I really hope you're not right about Rory being the one River Song has to kill, although the more I think about it, the more that fits with my theory that Rory's an alien (who quite probably doesn't know that he's an alien). If the trouble started in Amy's town (as seems not unlikely - why did the TARDIS crash land there anyway?) maybe something else got through when Prisoner Zero did. Maybe he'll need to be killed to set things right.
May. 9th, 2010 04:34 pm (UTC)
There's definitely more we need to know about Rory, although I don't think I'm convinced he is an alien! And yes, this story could have benefited from a bit more screen-time to really work out the full implications of what was going on. Still, not a bad story for the time it had available.
May. 9th, 2010 07:28 pm (UTC)
As always I do like your reviews! I almost wept with delight when I saw the trailer for this but in the end, though I loved the visual feel, the clever details and the whole concept, it was a pretty light bit of work, largely I think because it had to move so fast and cover so much ground. Stories which spread over two episodes do allow a bit more character development, or at least should. I have fast become a great partisan of this Dr, largely because he and the writers are making the whole thing fun. It may start to grate after a bit, but after all the angst-ridden self-examination of Ten it's hugely refreshing. And as for the idea that much of the last four years may have been bollocks, sorry, a deleted timeline, well, that would in some ways be a great relief.
May. 9th, 2010 08:13 pm (UTC)
Yes, fun is definitely firmly on the table again. Some people on doctorwho have even been saying that the Eleventh Doctor is reminding them strongly of the Fourth. Mind you, the same was true of the Tenth sometimes, too - but I think it feels less forced with the Eleventh.

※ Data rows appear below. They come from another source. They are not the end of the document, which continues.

PR #1140, opened 2023-01-04
CLDC-1723 Overhaul letting log owning & managing org questions & tests

SamSeed-Softwire:
## The context
- This ticket https://digital.dclg.gov.uk/jira/browse/CLDC-1723 is basically about making sure that if a log has an owning organisation assigned to it, and then the organisation relationship which makes that owning organisation a valid answer is deleted, then the owning org remain assigned to the log and that it is displayed correctly in the check your answers page. Similarly for managing org.
- In reality this PR goes beyond that, as it fixes other bugs found with these questions as well as adding missing tests where appropriate.

## The changes
- For the original ticket https://digital.dclg.gov.uk/jira/browse/CLDC-1723:
  - Now explicitly passing `user` and `log` to various methods to ensure they're available where required. (This was only required for the stock owner and managing organisation question classes, but was rolled out to equivalent questions as well to ensure method signatures were consistent.) This helped fix the issue where deleting an org relationship and then refreshing the log CYA page led to users seeing "You didn't answer this question" for the owning/managing organisation questions, even if the data still existed in the database.
  - If a stock owner is assigned as a log's owning organisation, then that stock owner now remains selectable even if the relationship which made it a valid option is deleted (e.g. say the stock owner contracted out management to the user's organisation, but then this agreement ended so the relationship was deleted). This means if a user goes back to this question, they are able to see the currently selected stock owner (i.e. what's in the database) in the list of options. However if they then change the stock owner to a be different organisation, the original stock owner is then no longer selectable as the log's owning organisation. Basically the change ensures that what a log currently has saved as its owning organisation in the database is selectable in the list of allowed owning organisations in the front end. I know this is a potentially contentious choice - happy to discuss!
  - An equivalent change was made for a log's managing organisation.
  - Updated and added tests to account for the above changes.
- Changes not part of the original ticket:
  - Previously when signed in as a coordinator, when creating a log the owning_organisation for the log immediately got set as the user’s organisation. This happened even if the organisation doesn’t own stock. The change I've made means that if the user's org doesn't own stock, then it doesn't get automatically set as the log's owning org. There were no tests for this logic even before making the change, so I added tests in `spec/requests/lettings_logs_controller_spec.rb`.
  - Tests that the stock owner and managing org questions in the log setup section were correctly shown/hidden based on various conditions were either missing or could be improved, so I overhauled this (`spec/features/lettings_log_spec.rb`).


app/controllers/logs_controller.rb
```diff
@@ -60,8 +60,9 @@ def api_log_params
   end
 
   def org_params
+    owning_organisation_id = current_user.organisation.holds_own_stock? ? current_user.organisation.id : nil
     {
-      "owning_organisation_id" => current_user.organisation.id,
+      "owning_organisation_id" => owning_organisation_id,
```
SamSeed-Softwire, line 65: This change was because, as I understand it, we shouldn't set a log's owning organisation as an organisation which doesn't hold stock.

app/models/form/lettings/questions/managing_organisation.rb
```diff
@@ -12,10 +12,15 @@ def initialize(id, hsh, page)
...
     opts = { "" => "Select an option" }
+
     return opts unless ActiveRecord::Base.connected?
     return opts unless current_user
     return opts unless log
 
+    if log.managing_organisation.present?
+      opts = opts.merge({ log.managing_organisation.id => log.managing_organisation.name })
+    end
+
```
SamSeed-Softwire, line 23: Whatever is currently in the database, we want to make sure is in the list of answer options.

app/models/form/lettings/questions/managing_organisation.rb
```diff
@@ -34,7 +39,10 @@ def displayed_answer_options(log, user)
     answer_options
   end
 
-  def label_from_value(value)
+  def label_from_value(value, log = nil, user = nil)
+    @log = log
+    @current_user = user
```
SamSeed-Softwire, line 44: This part was necessary to ensure that the log setup CYA page didn't show "You didn't answer this question" for the managing org question (despite the data existing in the db) if you deleted the org relationship and then refreshed the log setup CYA page.

app/models/form/lettings/questions/stock_owner.rb
```diff
@@ -11,8 +11,14 @@ def initialize(id, hsh, page)
...
   def answer_options
     answer_opts = { "" => "Select an option" }
+
     return answer_opts unless ActiveRecord::Base.connected?
     return answer_opts unless current_user
+    return answer_opts unless log
+
+    if log.owning_organisation_id.present?
+      answer_opts = answer_opts.merge({ log.owning_organisation.id => log.owning_organisation.name })
+    end
```
SamSeed-Softwire, line 21: Whatever is currently in the database, we want to make sure is in the list of answer options.

app/models/form/lettings/questions/stock_owner.rb
```diff
@@ -28,7 +34,10 @@ def displayed_answer_options(log, user = nil)
     answer_options
   end
 
-  def label_from_value(value)
+  def label_from_value(value, log = nil, user = nil)
+    @log = log
+    @current_user = user
+
```
SamSeed-Softwire, line 40: This part was necessary to ensure that the log setup CYA page didn't show "You didn't answer this question" for the stock owner question (despite the data existing in the db) if you deleted the org relationship and then refreshed the log setup CYA page.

May. 9th, 2010 10:04 pm (UTC)
Because unfortunately both of them died to save the white characters.

Huh? She died trying to escape and he died because he wanted to kill his daughter's murderers. I don't recall any motivation to save any white characters in any of their actions. In the daughter's case they all seemed to be safe anyway but she could not join them and in the father's case they were all safe anyway but he went back for revenge surely? In the case of the father you could argue that inadvertently as a result other people were eventually saved but it was an essentially selfish motive. In the case of the daughter I couldn't see anything but her wanting to escape and failing to do so.

What am I not seeing that you did?
May. 9th, 2010 10:34 pm (UTC)
OK, I guess the case is weaker with the daughter, but I believe she was trying to help all of them escape, and succeeded in doing that for the regular characters but failed for herself. I accept that she may not have chosen to lay down her own life directly for the sake of the white characters, but she did constitute collateral damage from their escape.

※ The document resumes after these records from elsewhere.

PR #1144, opened 2023-01-05
feat: PO fix and tests

natdeanlewissoftwire:
responds to: https://digital.dclg.gov.uk/jira/browse/CLDC-1545

### DIFF
--- a/app/models/form/sales/pages/about_deposit_without_discount.rb
+++ b/app/models/form/sales/pages/about_deposit_without_discount.rb
@@ -5,7 +5,6 @@ class Form::Sales::Pages::AboutDepositWithoutDiscount < ::Form::Page
     @description = ""
     @subsection = subsection
     @depends_on = [{ "is_type_discount?" => false }]
-
   end
 
   def questions
--- a/app/models/form/sales/pages/about_deposit_without_discount.rb
+++ b/app/models/form/sales/pages/about_deposit_without_discount.rb
@@ -1,0 +1,31 @@
+class Form::Sales::Pages::AboutDepositWithoutDiscount < ::Form::Page
+  def initialize(id, hsh, subsection)
+    super
+    @header = "About the deposit"
+    @description = ""
+    @subsection = subsection
+    @depends_on = [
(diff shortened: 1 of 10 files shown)


ghost (approved):

app/models/form/sales/pages/about_deposit_without_discount.rb
```diff
@@ -0,0 +1,31 @@
...
+      { "type" => 30 },
+      { "type" => 8 },
+      { "type" => 14 },
+      { "type" => 27 },
+      { "type" => 9 },
+      { "type" => 29 },
+      { "type" => 21 },
+      { "type" => 22 },
+      { "type" => 10 },
+      { "type" => 12 },
```
kosiakkatrina: Is it possible for this to be a method on the sales_log model?
```
@depends_on = [{is_type_discount? => false}]
```

and in the model 
```
def is_type_discount?
    type == 18
end
```
And could use it in the other question as ` [{is_type_discount? => true}]`

kosiakkatrina: Idk if there's a better name for this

And I was pretty clear that the father was combining revenge and noble self-sacrifice in the same act. I'd have to watch the story again, but I'm not even sure he knew that his daughter was actually dead.

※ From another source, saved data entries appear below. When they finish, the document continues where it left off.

PR #1330, opened 2023-02-21
CLDC-2021 ensure that status is up to date when records are called from the DB

arfacamble:
After discussion with Kat we think the most likely reason for inconsistent data on staging is that there were logs that were completed at the time and subsequently questions were added to the form.

that has been dealt with in a console, here are just some small changes that I find more readable/efficient looking

### DIFF
--- a/app/models/log.rb
+++ b/app/models/log.rb
@@ -111,14 +111,12 @@ private
   end
 
   def all_fields_completed?
-    subsection_statuses = form.subsections.map { |subsection| subsection.status(self) if subsection.displayed_in_tasklist?(self) }.uniq.compact
-    subsection_statuses == [:completed]
+    form.subsections.all? { |subsection| subsection.complete?(self) || subsection.not_displayed_in_tasklist?(self) }
   end
 
   def all_fields_nil?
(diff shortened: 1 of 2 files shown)


jamesrose (approved):

app/models/log.rb
```diff
@@ -7,6 +7,7 @@ class Log < ApplicationRecord
   belongs_to :bulk_upload, optional: true
 
   before_save :update_status!
+  after_find :verify_status!
```
jamesrose: We should not mutate objects on find. What are you trying to do here?

jamesrose: If we would like to ensure that all existing logs have an up to date status, we can touch them all and `update_status!` will run. I'd be curious to inspect whether this would actually change the status on logs, though?

```ruby
class Log
  def calculate_status
    if all_fields_completed? && errors.empty?
      "completed"
    elsif all_fields_nil?
      "not_started"
    else
      "in_progress"
    end
  end
end

LettingsLog.all.select { |log| log.status != log.calculate_status }.count
```

I ran this on production for you:

```ruby
=> 34
```

jamesrose (approved):

PR #1331, opened 2023-02-22
CLDS-1938 Add sales logs importer

kosiakkatrina:
Create a Sales log Import service.

Extract shared Lettings log and Sales log import service behaviour into Log Import service parent class. There is also Import service class but that seemed to generic to stored log import specific behaviour.

Service maps incoming old CORE data from XML to our domain objects.

A lot of the fields were optional on the old CORE, so if imported log is completed (submitted), we infer some of the missing values, such as age, gender and armed forces questions as "Don't know".

The test XML files are anonymised examples of real logs. Some parts of those logs are commented out because I am still waiting to find out how to import them (some of them are optional on old core and not on this service).


app/services/imports/sales_logs_import_service.rb
```diff
@@ -0,0 +1,405 @@
...
+          attributes["sex#{index}"] == "R" &&
+          attributes["relat#{index}"] == "R" &&
+          attributes["ecstat#{index}"] == 10
+        2 # No
+      else
+        1 # Yes
+      end
+    end
+
+    MORNTGAGE_LENDER_OPTIONS = {
```
jamesrose:
```suggestion
    MORTGAGE_LENDER_OPTIONS = {
```

jamesrose (approved):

May. 10th, 2010 08:07 am (UTC)
It was curious that they did not make it clear that he'd been told about his daughter but it seems to be implicit as there was a scene before his death but after his daughters with them all sitting round the table with him looking particularly sad. I remember wondering at the time if they'd skipped the scene where he was told and assumed they had. I guess I interpreted his motive as pure revenge as my reading was that everyone had escaped and was safe temporarily at least when he went back in. (And it wasn't at that point clear his actions would have wider repercussions than purely revenge).